(Stored data entries)
PR #6223, opened 2025-09-28
Fix potential recursive calls of WarpX constructor.

### LINKED ISSUE #6222: Recursive calls in creating WarpX
There seems to be an issue with how a WarpX object is created. In main.cpp, we call
```
auto& warpx = WarpX::GetInstance();
```
which in turn calls
```
    if (!m_instance) {
        MakeWarpX();
    }
```
which in turn calls
```
m_instance = new WarpX();
```

The issue is the constructor of WarpX contains
```
    if (do_fluid_species) {
        myfl = std::make_unique<MultiFluidContainer>(); 
    }
```
which in turn calls
```
std::make_unique<WarpXFluidContainer>(i, species_names[i]);
```
which in turn calls
```
    WarpX &warpx = WarpX::GetInstance();
```
`m_instance` at this time is still a nullptr. So we have an infinite loop.

I don't understand why this has not become an issue. Nevertheless, while I was working on density loading, a fluid container CI failed with recursive calls to WarpX:GetInstance.

Note that for particle containers, we pass `this` (a pointer to WarpX) to their constructor. We could fix the fluid container by passing `this` as well. But there might be other objects in WarpX that have a similar issue. Note that we used to have `m_instance = this;` as the first line of the WarpX constructor. It got deleted during refactoring. I think we should put it back.

WeiqunZhang:
WarpX's constructor may build objects that call WarpX::getInstance, which in turn build WarpX again if `m_instance` is nullptr. So we should assign `this` to `m_instance` at the beginning of the constructor to avoid the recursion.

### DIFF
--- a/Source/WarpX.cpp
+++ b/Source/WarpX.cpp
@@ -319,6 +319,8 @@ WarpX::Finalize()
 
 WarpX::WarpX ()
 {
+    m_instance = this;
+
     warpx::initialization::initialize_warning_manager();
 
     ReadParameters();
--- a/Source/WarpX.cpp
+++ b/Source/WarpX.cpp
@@ -319,7 +319,8 @@ WarpX::Finalize()
 
 WarpX::WarpX ()
 {
-    m_instance = this;
+    m_instance = this; // This guarantees that GetInstance() can be
+                       // indirectly used in WarpX constructor.
 
     warpx::initialization::initialize_warning_manager();
 


AlexanderSinn:
Note that with this, the issue could still happen if any of the subjects of WarpX that are not wrapped in a unique pointer call getInstance in their constructor, which executes before the WarpX constructor as part of the initializer list. I think in general it is better if it is not possible for getInstance to create a new WarpX instance.

lucafedeli88:
So, @AlexanderSinn , what you propose is providing a method like :

```
WarpX::Init( /* params */ );
```
which would be the only one able to create an instance and which would be called in `main.cpp`
and making sure that `GetInstance` fails if the instance does not yet exist ?

In general, I think that we should completely avoid `GetInstance()` as a mechanism to read or (arguably much worse!) write parameters. However, this goal will require a substantial amount of time. Meanwhile, a solution like what you propose seems reasonable.

AlexanderSinn:
Yes

lucafedeli88:
@WeiqunZhang , what do you think about the solution proposed by @AlexanderSinn  ?

WeiqunZhang:
I think it makes the run time error easier to understand, but it does not solve the issue if there is such a need to call member initializer. If we want to allow that, we could perhaps do
```
class WarpX {
    WarpX () : m_first_member(set_instance(this)) {}
    static bool set_instance (WarpX* p) { m_instance = p; return true; }
    bool m_first_member = false;
    FOO m_another_member; // FOO::FOO () { // call WarpX::getInstance() ...}
    ...
};
```

lucafedeli88:
Maybe we could add this to the next developers' meeting agenda.  I think that we should discourage the use of `WarpX::GetInstance()` and gradually remove its occurrences from the code, so I am leaning towards what @AlexanderSinn proposed, but I think that it's worth discussing it.

WeiqunZhang:
We have the following options.

1. One line change in this PR. We can then decide what to do in the future.
2. @AlexanderSinn's suggestion. I don't actually know what exactly is in Alex's mind. So either Alex or @lucafedeli88 needs to implement it. My understanding is it can print out an error message, but cannot avoid the error.
3. Adding a special first member variable to WarpX as I suggested in comments. This should be able to avoid runtime error. As for getting rid of GetInstance completely, I am neutral. There are pros and cons for both sides.
4. Getting rid of GetInstance. https://github.com/BLAST-WarpX/warpx/pull/6247

AlexanderSinn:
I was thinking of replacing the MakeWarpX call in GetInstance with a runtime assert, updating main() accordingly, and also setting m_instance earlier like Weiqun suggested. However, instead of using a member variable, make a special object from which WarpX inherits so that it is initialized even before AmrCore. See
https://github.com/Hi-PACE/hipace/pull/592/files
https://github.com/Hi-PACE/hipace/pull/595/files#diff-8625c4ae58ada08195644f43edcdcd7793377f08f6bd51f34579ee3dfb7c7a4f
https://github.com/Hi-PACE/hipace/pull/595/files#diff-d6da8eab3f297020476fada6e9220e320306284f9c256ca521887ccfb547f137
But removing GetInstance is also good.

ax3l:
Thanks for digging into this!

I think to remove `GetInstance` while WarpX is essentially still used as a singleton will not make the situation better, e.g., we will even store potentially dangling pointers and pass around raw pointers as in #6247 proposed. It does not help with compile-time nor make the usage safer, does it? I agree generally though, that WarpX should not be a singleton class, but a regular variable, to remove globals and potentially enable that we can have multiple WarpX and ImpactX and HiPACE++ simulations alive at the same time in the same process (i.e. Python workflows).

I think merging this PR and adding more asserts for wrong usage that Alex has in mind might be the a good first step.

ax3l (approved):
Great first step! :)

Let's continue next week in the dev meeting :)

Task description: Report how many lines of the entries hold the word "mind". Nothing else is needed.

Result for this exercise: 2